Unicamp faz 1ª cirurgia de reconstrução de crânio impresso em 3D do Brasil

Por Redação | 03 de Junho de 2015 às 10h24

Cirurgiões do Hospital de Clínicas da Unicamp, em Campinas-SP, realizaram a primeira cirurgia com placa de titânio impressa em 3D do Brasil. A versão em pó do componente é importada e nunca havia sido usada antes no País para um procedimento de reconstrução de crânio.

A placa foi criada para ser incorporada em uma paciente que teve o rosto danificado depois de sofrer um grave acidente de moto. A cirurgia realizada em Jéssica Cussioli, de 23 anos, foi concluída com sucesso.

O acidente deixou um buraco de 12 cm de comprimento no crânio da estudante, que bateu a cabeça em uma caçamba de lixo há aproximadamente oito meses. A jovem também sofreu fraturas em alguns ossos na região do olho esquerdo.

A cirurgia foi feita no Sistema Único de Saúde, o SUS, e, por ainda se tratar de uma pesquisa médica, ainda não há previsão de quando a técnica será disponibilizada para a rede pública. Cerca de uma semana depois do procedimento de reconstituição, Jéssica já estava praticamente recuperada e fazendo planos para o futuro.

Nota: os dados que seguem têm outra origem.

PR #3430, opened 2018-10-06
Rendering icon for shop=food

kocio-pl:
- Rendering [shop=food](https://wiki.openstreetmap.org/wiki/Tag%3Ashop%3Dfood) with the restaurant icon, but mirrored (to make it easier to recognize)

[Node](https://www.openstreetmap.org/#map=19/52.22586/21.00867) (in comparison with restaurants)

x7qm0w6w

[Area](https://www.openstreetmap.org/#map=19/50.94857/19.85985)

9l6vfok

[Usage](http://taghistory.raifer.tech/)

taghistory 54


Tomasz-W:
I think that both icons should be mirrored once again. A correct table set is fork on the left side and soup spoon on the right side (see [here](https://www.google.pl/search?client=opera&hs=Btj&biw=1920&bih=977&tbm=isch&sa=1&ei=QWO4W-2II-2prgSvlaCwBA&q=cutlery+table+set&oq=cutlery+table+set&gs_l=img.3...6943.8297.0.8444.6.6.0.0.0.0.96.233.3.3.0....0...1c.1.64.img..3.3.231...0i7i30k1j0i7i5i30k1j0i8i7i30k1.0.q9vqM7xyY10)). It would be also logical to revert restaurant icon as dinner starts by soup and most of people are right-handed so spoon should be on the right side.

jeisenbe:
I’m confused by this tag. What is the difference between this tag and
shop=grocery or =greengrocer or =general etc?

Is it being used by non-English speakers who do not know the word grocery?
Is it being used for supermarkets or general shops? Or Delis?

Taginfo shows it is used in England and the USA, but it seems more popular
in Central Europe, Japan and the Phillipines. I couldn’t find info on
combinations used.

I checked overpass-turbo in London. The first few shop=food on the list are
“Nana’s Deli“, “The Chelsea Cake Shop”, “Green Apple”, “Holland And
Barrett”...

Those should be shop=deli, shop=bakery, shop=greengrocer(?). The fourth is
a vitamin and herbal supplement shop per google. So all 4 are mistagged.
Farther down the list are a few shops with description “Bulgarian Food” and
another “African and Zim food”, so could be restaurants or grocers, I
haven’t confirmed

In New York, overpass turbo shows:
1 “Busy Bee” note=Polish,
2 “Whole Foods Market”
3 “Caputo’s Fine Foods”

According to Google, #1 is a grocery store, #2 is a supermarket,  #3 is an
Italian Deli and grocer

I would recommend not rendering it at this time.

Joseph

Adamant36:
@jeisenbe, probably just a more generic, default type tag for "I don't know what exactly this place is, but I know it involves food somehow." Id say render it just for that. Its better then nothing. Plus, its not technically wrong. Since the places are food shops.

jeisenbe:
Can we try an icon that is more food-like?
Greengrocer has an apple icon, for example.
The utensils imply that you can eat there, but these shops are not
restaurants.

meased:
Perhaps reusing the `shop=convenience` icon? They are somewhat like a specialized convenience store (walk in, buy a few items, and leave without eating it).

kocio-pl:
Before I start digging into @jeisenbe questions, which are worth checking, but require some time and reading about English vocabulary, I can propose a shop bag with a fork for example (similar to charity shop). 

I also think that reworking restaurant icon is perfectly possible. It's just good to think also about food court - currently they look the same. Maybe they could be a bit different. I thought about showing it with this icon on z17, instead of a dot, to show that it's bigger space, but we can also do something more.

matthijsmelissen:
I think shop=food is almost always a mistagging of shop=supermarket, shop=convenience or shop=deli.

kocio-pl:
@jeisenbe Thanks a lot for writing about it on the Tagging list! :heart: I'd be happy to know the differences at last...

https://lists.openstreetmap.org/pipermail/tagging/2018-October/039710.html

jeisenbe:
No problem!

I also looked up the uses of shop=grocery on overpass turbo for London.

These look a little better. There are several specialty grocers that sell
Greek, African or Caribbean nonperishable food items
A few places on the list could also probably be shop=greengrocer or
shop=convenience.
And some are groceries but are closed now! We really need to be better
about keeping the map up to date.

I think shop=grocery may be the better of the two tags, but I'll let the
Brits weigh in on the mailing list about "proper" English usage.

dieterdreist:
sent from a phone

> On 6. Oct 2018, at 12:59, jeisenbe <notifications@github.com> wrote:
> 
> I would recommend not rendering it at this time.


I agree, this is a tag with very few usage (compared to other tags with similar meaning), unclear definition and generally disputed in the wiki: https://wiki.openstreetmap.org/wiki/Tag%3Ashop%3Dfood


please do not render it

dieterdreist:
sent from a phone

> On 6. Oct 2018, at 18:52, meased <notifications@github.com> wrote:
> 
> They are somewhat like a specialized convenience store (walk in, buy a few items, and leave without eating it).


who knows, they can also be something like a fast food place, it remains completely open from the tag name and definition in the wiki

jragusa:
I agree to reject this rendering but as @Tomasz-W suggested, we should flip the restaurant icon.

kocio-pl:
I don't think it's worth digging more now, there are other interesting PRs to take care of, but for a shop selling only home food (like dumplings+pancakes) ready to boil I don't think convenience or grocery (let alone supermarket!) makes any sense - and general is too general for this.

It's also good that we have such generic values - it's like building=yes: if I know only this, it's better to tag it according to my knowledge, maybe it will be tuned later.

Thanks for all the comments!

Tomasz-W:
@kocio-pl What about flipping amenity=restaurant icon due to reasons mentioned in https://github.com/gravitystorm/openstreetmap-carto/pull/3430#issuecomment-427553657?

kocio-pl:
I have nothing against it, I'm just focused on other issues. Typically this is knife and a fork, but spoon also works for me.

Tomasz-W:
Restaurant icon updating proposals:

* amenity restaurant2 (fork + spoon)
* amenity restaurant2 (fork + knife)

Uma prótese comum de crânio custaria à família de Jéssica o valor de R$ 130 mil, mas, depois de muitas pesquisas, a mãe da estudante entrou em contato com o Instituto Biofabris, que é ligado ao Ministério da Ciência e Tecnologia, que desenvolveu o modelo em 3D feito com placas de titânio. O modelo virtual do crânio fraturado foi criado com a ajuda de um exame de tomografia. Então, a impressora 3D produziu o modelo igual em resina e placas de titânio para cobrir os buracos nos ossos.

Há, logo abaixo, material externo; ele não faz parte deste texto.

PR #3432, opened 2018-10-06
Render capacity next to bicycle_rental and parking markers.

### LINKED ISSUE #3428: Render capacity of amenity=bicycle_rental and amenity=bicycle_parking nodes
It would be nice to see the capacity tag of bike sharing stations and bicycle parking places rendered as text.

The capacity text should probably only be visible at at z>=18, so there will be enough free space around the node (bicycle_parking is only rendered at z=18 and above).

I will try to submit a PR with this change when I have time, but if someone beats me to it, I won't mind.

tpikonen:
Add 'capacity' tag to amenity-points-poly, amenity-points,
amenity-low-priority and amenity-low-priority-poly layers.

Render capacity text as a superscript to (up and to the right of) the
markers of amenity=bicycle_rental, parking, bicycle_parking and
motorcycle_parking at z>=18.

Fixes #3428.

Test rendering from a mall with several bicycle parkings, underground car park and a citybike station [here](https://www.openstreetmap.org/#map=18/60.15993/24.88132) (My test dataset is ~1 year old, so the positions have changed somewhat).

z=18:
lauttis_z18

z=19, showing also the name label of the citybike station:
lauttis_z19

The capacity text is a little bit too much to the right of the bicycle_parking marker IMO, but reducing the text-dx property apparently results in an overlap which hides the label. Markers for bicycle_rental and parking look fine to me. Hints on how to fix this would be appreciated.

### DIFF
--- a/amenity-points.mss
+++ b/amenity-points.mss
@@ -96,6 +96,19 @@
     marker-fill: @transportation-icon;
     marker-placement: interior;
     marker-clip: false;
+    [zoom >= 18] {
+      text-name: "[capacity]";
+      text-size: @standard-font-size;
+      text-wrap-width: @standard-wrap-width;
+      text-line-spacing: @standard-line-spacing-size;
+      text-fill: @transportation-text;
+      text-dy: -0.5;
+      text-dx: 8;
+      text-face-name: @standard-font;
+      text-halo-radius: @standard-halo-radius;
+      text-halo-fill: @standard-halo-fill;
+      text-placement: interior;
+    }
   }
 
   [feature = 'highway_bus_stop'] {
@@ -1468,8 +1481,25 @@
     marker-placement: interior;
     marker-clip: false;
     marker-fill: @transportation-icon;
+    [zoom >= 18] {
+      text-name: "[capacity]";
+      text-size: @standard-font-size;
+      text-wrap-width: @standard-wrap-width;
+      text-line-spacing: @standard-line-spacing-size;
+      text-fill: @transportation-text;
+      text-dy: -0.5;
+      text-dx: 8;
+      text-face-name: @standard-font;
+      text-halo-radius: @standard-halo-radius;
+      text-halo-fill: @standard-halo-fill;
+      text-placement: interior;
+    }
     [access != ''][access != 'permissive'][access != 'yes'] {
       marker-opacity: 0.33;
+      [zoom >= 18] {
+        text-opacity: 0.33;
+        text-halo-radius: 0;
+      }
     }
   }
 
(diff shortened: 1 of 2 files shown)


kocio-pl:
Thanks for a real rendering test, however I feel that showing capacity does not work as a substitution for showing available spaces. You need application which is counting free space in the real time, which is well beyond not only OSM Carto, but also any static map.

From my experience in Warsaw, most of small (<5) bicycle parkings have always some free slots, while a big bicycle parking near a shopping center is almost fully loaded most of the time. For a bicycle rental stations - you can check available bikes straight at the system website:

https://www.veturilo.waw.pl/en/

And if you want to show how big is that area, just draw it, like here:

https://www.openstreetmap.org/way/486558720

Adamant36:
@tpikonen, it might worth be worth starting a MapRoulette task or something to map more of the bike parking as ways. As it currently is only 33,000 out 233,000 are mapped that way. Judging how many bike racks there are by the size of the area is the next best thing to having a capacity number. Its not really possible in most cases though going by the numbers. Another good option is seeing if OsmAnd will support capicity if they dont already. As its more relevent to someone out and about using an app anyway. Also, it would be worth using Mappilary to take photos of the bike racks in your area if you can. So people can use that for a reference if nothing else. I do it sometimes for things where I live that arent supported by the main site that I still want a reference to. Maybe someday it will get integrated into the main site.

HolgerJeromin:
> Another good option is seeing if OsmAnd will support capicity if they dont already.

When you tap a poi it shows the capacity in the details view

Adamant36:
@HolgerJeromin, thanks for the heads up. All the more reason not to show it here. Especially since the cycle map shows it also apparently.

mboeringa:
> Test rendering from a mall with several bicycle parkings, underground car park and a citybike station [here](https://www.openstreetmap.org/#map=18/60.15993/24.88132) (My test dataset is ~1 year old, so the positions have changed somewhat).

Just for the record, in the Netherlands, we have official >1000 capacity bicycle parkings at almost every big city railway station. Utrecht, which is a central railway hub, has a brand new 12500(!) three-story underground bicycle parking build to the standards of an underground car parking, in which you can easily get lost (or at least totally forget where you left your bike if you don't memorize the parking lane's number ;-( ):

https://www.youtube.com/watch?v=L3M_GM_MDg8
https://www.youtube.com/watch?v=kGv7Nr6QQJI

matthijsmelissen:
I agree with @kocio-pl , I don't think this will help the map user a lot. Anecdotically, in The Hague we have a bike parking with capacity of 4100 which is almost always full. So I'll have to reject this proposal. Nice proof of concept though!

O professor do departamento de cirurgia plástica da Unicamp, Paulo Kharmandayan, diz que este procedimento já existe em outros países. "O ineditismo é que esse procedimento é feito com conhecimento nacional. Para nós é um grande avanço, porque facilita a reconstrução, permite um resultado estético extremamente próximo do que era antes e agrega valor de competências científica e de manufatura ao Brasil", comenta.

Como o material ainda não tem a aprovação da Anvisa, os médicos e estudantes responsáveis pela pesquisa precisaram passar pela aprovação do Conselho de Ética da Unicamp.

As técnicas de reconstrução já conhecidas usam enxerto ósseo ou resina acrílica, também chamada de polimetilmetacrilato. Porém, este material costuma causar rejeição, que pode causar feridas no couro cabeludo ou na face do paciente, segundo o professor. Já o titânio é um material biocompatível em uma escala muito maior.

André Luís Munhoz, pesquisador da Biofabris, diz que a resistência do titânio ultrapassa a de outros materiais. "Resistência mecânica, resistência à corrosão, quando dentro do corpo humano, e a densidade, é um material leve. A recuperação do paciente é como se fosse uma parte do próprio osso", comenta.